Steve just needs PT to show what he can do. On the Rockets everyone ahead of him was leagues better defensively. He was behind Scola, Hayes, Landry, & Battier on the Rockets.

He did really well when they sent him down to the Dleague last year. He came back with confidence and played well for a few weeks getting some PT. That's when he kept the streak alive just before the all star break.

If he can get some time on the court to work out the kinks in his defense and get free to shoot those open threes on offense he will be a good 15-20 min rotational player.


----------



## PAIDNFULL23 (Jul 9, 2005)

He has just as many game winning shots as Brand has. Just for that reason it is a good pickup.

But seriously, all the Rockets fans talk about how pure of a shooter he is and if he can be our new Pike then I'll be more than happy.


----------



## yamaneko (Jan 1, 2003)

> i think your being too negative
> remember the clippers could have just stood still after the elton crap but they are trying and bringing in some names . . .


Thats what im saying, lets bring in the NAMES. Not the NO names. Im fine with the baron davis deal, loved the rikcy davis and camby deals, but why waste time downgrading our team with guys like novak, davis (if we resign), and skinner at the expense of guys who did fine for us last year. 



> He has just as many game winning shots as Brand has. Just for that reason it is a good pickup.

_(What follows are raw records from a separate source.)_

Issue #430, opened 2019-12-03
[Bug] Gracefully handle batch job manager restart


lamaks:
Currently the batch job manager terminates even there are corresponding scan tasks pending/running.

The expected job manager termination workflow:
1. Stop queuing batch task
2. Wait for pending task to complete
3. Terminate job manager

PR #447, opened 2020-01-03
waiting for child tasks to complete before terminating job manager

devaradhanm:
#### Description of changes
Addresses issue #430

#### Pull request checklist

### DIFF
--- a/packages/job-manager/src/worker/worker.ts
+++ b/packages/job-manager/src/worker/worker.ts
@@ -39,7 +39,7 @@ export class Worker {
                 const scanMessages = await this.getMessages(tasksIncrementCount);
                 if (scanMessages.length === 0) {
                     this.logger.logInfo(`The storage queue '${this.queue.scanQueue}' has no message to process.`);
-                    if (poolMetricsInfo.load.activeTasks === 0 && poolMetricsInfo.load.runningTasks === 1) {
+                    if (this.hasChildTasksRunning(poolMetricsInfo) === false) {
                         this.logger.logInfo(`Exiting the ${this.jobId} job since there are no active/running tasks.`);
                         break;
                     }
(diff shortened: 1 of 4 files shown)


packages/job-manager/src/worker/worker.ts
```diff
@@ -65,12 +66,24 @@ export class Worker {
...
+            await this.system.wait(this.jobManagerConfig.addTasksIntervalInSeconds * 1000);
+        }
+    }
+
+    private async waitForChildTasks(): Promise<void> {
+        this.logger.logInfo('Waiting for child tasks to complete');
+
+        let poolMetricsInfo: PoolMetricsInfo = await this.batch.getPoolMetricsInfo();
+
+        while (poolMetricsInfo.load.activeTasks !== 0 || poolMetricsInfo.load.runningTasks > 1) {
```
manishsat: Don't you think the termination condition should be 
if (poolMetricsInfo.load.activeTasks === 0 && poolMetricsInfo.load.runningTasks === 1) as per line 42?

devaradhanm: both are same. (negation of what i have) in this case, i keep waiting if there are any active task or running task

packages/web-api-scan-job-manager/src/worker/worker.ts
```diff
@@ -73,12 +74,24 @@ export class Worker {
...
+            await this.system.wait(this.jobManagerConfig.addTasksIntervalInSeconds * 1000);
+        }
+    }
+
+    private async waitForChildTasks(): Promise<void> {
+        this.logger.logInfo('Waiting for child tasks to complete');
+
+        let poolMetricsInfo: PoolMetricsInfo = await this.batch.getPoolMetricsInfo();
+
+        while (poolMetricsInfo.load.activeTasks !== 0 || poolMetricsInfo.load.runningTasks > 1) {
```
lamaks: you can generalize the exit case and use it from above: 

The Batch service API may set activeTasks value instead of runningTasks value hence handle this case
--
  | if (poolMetricsInfo.load.runningTasks + poolMetricsInfo.load.activeTasks === 1) {
  | this.logger.logInfo(`Exiting the ${this.jobId} job since there are no active/running tasks.`);
  | break;
  | }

Actually he has MORe game winning shots as brand has: 1 to zero steve has him beat


----------



## HayesFan (Feb 16, 2006)

Every player with a "name" started out like everyone else. Saying you want to bring in names is just silly. You want to bring in people who can compliment your team and make them successful, not make them more popular.


----------



## Spaceman Spiff (Aug 2, 2006)

I wish you guys took Luther Head instead.


----------